You can see how this would cause heavy encoder parameter tuning, and surprise users with unwatchable video even on a great connection.

Transport Wide Congestion Control #

Transport Wide Congestion Control is the latest development in RTCP network status communication.

TWCC uses a quite simple principle:


Unlike in REMB, a TWCC receiver doesn’t try to estimate its own incoming bitrate. It just lets the sender know which packets were received and when. Based on these reports, the sender has a very up-to-date idea of what is happening in the network.

  • The sender creates an RTP packet with a special TWCC header extension, containing a list of packet sequence numbers.
  • The receiver responds with a special RTCP feedback message letting the sender know if and when each packet was received.

The sender keeps track of sent packets, their sequence numbers, sizes and timestamps. When the sender receives RTCP messages from the receiver, it compares the send inter-packet delays with receive delays.

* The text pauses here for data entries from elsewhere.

PR #2093, opened 2019-11-06
notifier: add notifier that logs alerts to stdout or file

jackhammer2k:
Adds a notifier that logs alerts to a file or standard out. Very useful if uploaded to a log service like Elastic stack or similar to get a history about the alerts. Although we have time series about firing alerts, we loose information encoded in text (e.g. summary). Especially alerts not coming from Prometheus may contain relevant information as annotation, which is lost otherwise.

Features like log rotation should be done externally (e.g. logrotate).


brian-brazil:
You can use the existing webhook for this.

simonpasquier:
Thanks for suggesting this change. Unfortunately, we are currently not accepting new integrations. As Brian noted, this can be achieved using the existing webhook integration (BTW there's already [alertmanager2es](https://github.com/cloudflare/alertmanager2es) if you want to send notifications to Elasticsearch).

We can only provide the stability and performance we want to provide if we can properly maintain the codebase. This includes, amongst others, test integrations in an automated and scalable fashion. For this reason, we are suggesting people integrate with the help of our generic interfaces. We have an integrations page on which integrations using our generic interfaces are listed.

Even if existing integrations can not be tested in an automated fashion, we will not remove them for reasons of compatibility. This also means that any additions we take on, or any changes to existing integrations we make or accept, will mean maintaining and testing these until at least the next major version, realistically even beyond that.

Feel free to question this answer on our [developer mailing list](https://groups.google.com/forum/#!forum/prometheus-developers), but be aware it's unlikely that you will get a different answer.

jackhammer2k:
Thanks for the detailed explanation. I fully agree that you have to keep the amount of maintained code manageble and do provide generic interfaces to externalize custom integrations. However I have to say that this one might be an exception you should think about to still integrate.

If the receive delays increase, it means network congestion is happening, and the sender must act on it.

In the diagram below, the median interpacket delay increase is +20 msec, a clear indicator of network congestion happening.

TWCC with delay

TWCC provides the raw data, and an excellent view into real time network conditions:

  • Almost instant packet loss statistics, not only the percentage lost, but the exact packets that were lost.
  • Accurate send bitrate.
  • Accurate receive bitrate.
  • A jitter estimate.
  • Differences between send and receive packet delays.

A trivial congestion control algorithm to estimate the incoming bitrate on the receiver from the sender is to sum up packet sizes received, and divide it by the remote time elapsed.

Generating a Bandwidth Estimate #

Now that we have information around the state of the network we can make estimates around the bandwidth available. In 2012 the IETF started the RMCAT (RTP Media Congestion Avoidance Techniques) working group. This working group contains multiple submitted standards for congestion control algorithms. Before then, all congestion controller algorithms were proprietary.

The most deployed implementation is “A Google Congestion Control Algorithm for Real-Time Communication” defined in draft-alvestrand-rmcat-congestion. It can run in two passes. First a “loss based” pass that just uses Receiver Reports. If TWCC is available, it will also take that additional data into consideration. It predicts the current and future network bandwidth by using a Kalman filter.

There are several alternatives to GCC, for example NADA: A Unified Congestion Control Scheme for Real-Time Media and SCReAM - Self-Clocked Rate Adaptation for Multimedia.